**Your instructions:** Beginning with the first entry, print all the records exactly.
>>>
PR #1086, opened 2024-10-28
mfa: Add right AccountService schema version

asmithakarun:
This commit adds the correct AccountService schema version (AccountService_v1_15_0.*) and fixes the redfish validator failure. It also fixes a bug where "MFABypass" user-level option was not displayed in the redfish response.

Tested By:
[1] GET https://${bmc}/redfish/v1/AccountService/Accounts/testmfaadminA

Redfish Validator passed.

Change-Id: I406e7113c3b6ceae9396bb5d9f0d9249299d6267

### DIFF
--- a/redfish-core/lib/account_service.hpp
+++ b/redfish-core/lib/account_service.hpp
@@ -1662,8 +1662,7 @@ inline void
 
     nlohmann::json& json = asyncResp->res.jsonValue;
     json["@odata.id"] = "/redfish/v1/AccountService";
-    json["@odata.type"] = "#AccountService."
-                          "v1_10_0.AccountService";
+    json["@odata.type"] = "#AccountService.v1_15_0.AccountService";
     json["Id"] = "AccountService";
     json["Name"] = "Account Service";
     json["Description"] = "Account Service";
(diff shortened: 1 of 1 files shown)


raviteja-b (approved):

baemyung:
Is this a cherry-pick of  https://gerrit.openbmc.org/c/openbmc/bmcweb/+/74667?
If so, would you add "Change-Id: I406e7113c3b6ceae9396bb5d9f0d9249299d6267" to the commit message so that we can associate this later?

redfish-core/lib/account_service.hpp
```diff
@@ -1663,7 +1663,7 @@ inline void
     nlohmann::json& json = asyncResp->res.jsonValue;
     json["@odata.id"] = "/redfish/v1/AccountService";
     json["@odata.type"] = "#AccountService."
-                          "v1_10_0.AccountService";
+                          "v1_15_0.AccountService";
```
baemyung, line 1666: This would be better to be combined in a string
```
    json["@odata.type"] = "#AccountService.v1_15_0.AccountService";
```

baemyung (commented):
Basically, this is to update "@odata.type" to "#AccountService.v1_15_0.AccountService"?
I had a comment to make it as a single string.

redfish-core/lib/account_service.hpp
asmithakarun: done

baemyung (approved):
It looks good to me, once CI passes.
<<<
**Result for this exercise:**
PR #1086, opened 2024-10-28
mfa: Add right AccountService schema version

asmithakarun:
This commit adds the correct AccountService schema version (AccountService_v1_15_0.*) and fixes the redfish validator failure. It also fixes a bug where "MFABypass" user-level option was not displayed in the redfish response.

Tested By:
[1] GET https://${bmc}/redfish/v1/AccountService/Accounts/testmfaadminA

Redfish Validator passed.

Change-Id: I406e7113c3b6ceae9396bb5d9f0d9249299d6267

### DIFF
--- a/redfish-core/lib/account_service.hpp
+++ b/redfish-core/lib/account_service.hpp
@@ -1662,8 +1662,7 @@ inline void
 
     nlohmann::json& json = asyncResp->res.jsonValue;
     json["@odata.id"] = "/redfish/v1/AccountService";
-    json["@odata.type"] = "#AccountService."
-                          "v1_10_0.AccountService";
+    json["@odata.type"] = "#AccountService.v1_15_0.AccountService";
     json["Id"] = "AccountService";
     json["Name"] = "Account Service";
     json["Description"] = "Account Service";
(diff shortened: 1 of 1 files shown)


raviteja-b (approved):

baemyung:
Is this a cherry-pick of  https://gerrit.openbmc.org/c/openbmc/bmcweb/+/74667?
If so, would you add "Change-Id: I406e7113c3b6ceae9396bb5d9f0d9249299d6267" to the commit message so that we can associate this later?

redfish-core/lib/account_service.hpp
```diff
@@ -1663,7 +1663,7 @@ inline void
     nlohmann::json& json = asyncResp->res.jsonValue;
     json["@odata.id"] = "/redfish/v1/AccountService";
     json["@odata.type"] = "#AccountService."
-                          "v1_10_0.AccountService";
+                          "v1_15_0.AccountService";
```
baemyung, line 1666: This would be better to be combined in a string
```
    json["@odata.type"] = "#AccountService.v1_15_0.AccountService";
```

baemyung (commented):
Basically, this is to update "@odata.type" to "#AccountService.v1_15_0.AccountService"?
I had a comment to make it as a single string.

redfish-core/lib/account_service.hpp
asmithakarun: done

baemyung (approved):
It looks good to me, once CI passes.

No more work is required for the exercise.